A República, ao sobrevalorizar o regime em detrimento da nação, eclipsou a expressão histórica da identidade de um dos mais antigos países da Europa que, por este motivo, ficou conotada com o anterior regime. Mas a denominação nacional, que remonta à fundação da nacionalidade e persiste na língua e na cultura popular, na filatelia, nas selecções desportivas, etc., não é propriedade exclusiva de nenhum sistema ou partido político.
No país vizinho não há aldeia em que não exista uma praça de Espanha, como entre nós todos os lugarejos têm uma avenida da República. Porque razão? Porque o que é óbvio não carece de explicitação, mas sim o que o não é. Os espanhóis não precisam de afirmar a sua forma de Estado, que é comum a quase toda a sua história, mas sim a sua recente e ainda polémica unidade nacional. Ao invés, a nacionalidade portuguesa está firmemente consolidada por oito séculos de pacífica unidade, mas não a República que, por este motivo, precisou de se afirmar através de uma nomenclatura oficial e artificial.
Sem anacrónicos saudosismos do Estado Novo ou da Assembleia Nacional, nem tomar partido sobre a questão do regime, talvez não fosse descabido, agora que de novo se fala de uma revisão constitucional e se questiona a pertinência do hino e da bandeira republicana, propor uma fórmula mais plural e popular da nossa identidade colectiva.
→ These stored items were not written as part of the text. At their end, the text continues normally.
PR #757, opened 2016-04-15
virsh.blockcopy: Bug fix and case update

will-Do:
In some cases, the emulated iscsi target not cleanup, which will cause
the following case fail, so using a list to recorde all emulated iscsi
and cleanup them in the end.
Remove autotest dependency.
Skip or fail case as early as possible.
And other code cleanup update.

### DIFF
--- a/libvirt/tests/src/virsh_cmd/domain/virsh_blockcopy.py
+++ b/libvirt/tests/src/virsh_cmd/domain/virsh_blockcopy.py
@@ -5,8 +5,8 @@ import re
 
 import aexpect
 
-from autotest.client import utils
-from autotest.client.shared import error
+from avocado.utils import process
+from avocado.core import exceptions
 
 from virttest import utils_libvirtd
 from virttest import utils_config
@@ -32,7 +32,7 @@ class JobTimeout(Exception):
         self.timeout = timeout
 
     def __str__(self):
-        return "Block job timeout in %s seconds." % self.timeout
+        return "Block job timeout in %s seconds" % self.timeout
 
 
 def check_xml(vm_name, target, dest_path, blk_options):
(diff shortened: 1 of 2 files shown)


libvirt/tests/src/virsh_cmd/domain/virsh_blockcopy.py
```diff
@@ -230,12 +223,31 @@ def run(test, params, env):
...
+    # Skip/Fail early
+    if with_blockdev and not libvirt_version.version_compare(1, 2, 13):
+        raise exceptions.TestSkipError("--blockdev option not supported in "
+                                       "current version")
+    if not target:
+        raise exceptions.TestSkipError("Require target disk to copy")
+    if setup_libvirt_polkit and not libvirt_version.version_compare(1, 1, 1):
+        raise exceptions.TestSkipError("API acl test not supported in current"
+                                       " libvirt version")
+    if copy_to_nfs:
```
waynesun09: destination to nfs cases are working fine and not related to the bug, why skip all dest_nfs cases?

libvirt/tests/src/virsh_cmd/domain/virsh_blockcopy.py
```diff
@@ -423,10 +427,11 @@ def _make_snapshot():
             vm_name, options, debug=True)
 
         if snapshot_result.exit_status != 0:
-            raise error.TestFail(snapshot_result.stderr)
+            raise (snapshot_result.stderr)
```
waynesun09: exceptions.TestFail

libvirt/tests/src/virsh_cmd/domain/virsh_blockcopy.py
```diff
@@ -438,18 +443,22 @@ def _make_snapshot():
...
                                                        emulated_image=blkdev_n)
+                emulated_iscsi.append(blkdev_n)
             else:
                 if copy_to_nfs:
                     tmp_dir = "%s/%s" % (tmp_dir, mnt_path_name)
                 dest_path = os.path.join(tmp_dir, tmp_file)
 
         # Domain disk replacement with desire type
         if replace_vm_disk:
+            # Calling'set_vm_disk' is bad idea as it left lots of cleanup job
```
waynesun09: s/Calling'set_vm_disk'/Calling 'set_vm_disk'/

waynesun09:
ACK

Mais de um século volvido sobre a implantação da República, é hora de que a nação se desprenda de uma aparentemente obsoleta terminologia ideológica e adopte, oficialmente, na sua Constituição, nos seus órgãos de soberania e nas suas entidades oficiais, uma designação menos facciosa e mais consensual. É algo, aliás, que já acontece nas nossas missões diplomáticas, que são denominadas embaixadas de Portugal e não da República portuguesa. Nada obsta, portanto, a que o chefe de Estado, a lei fundamental ou o parlamento o sejam também, apenas e só, de Portugal.
A Igreja não deve intrometer-se em questões partidárias, nem manifestar simpatia ou aversão por qualquer regime político mas, como força de coesão social, pode e deve favorecer a reconciliação nacional, como sempre o fez, antes e depois de 1910. O nosso país, como pátria comum a todos os cidadãos, sejam republicanos ou monárquicos, de esquerda ou de direita, cristãos ou pagãos, talvez favorecesse a concórdia nacional e o seu prestígio internacional se adoptasse, oficialmente, o nome que melhor expressa a sua gloriosa e multissecular identidade: Portugal.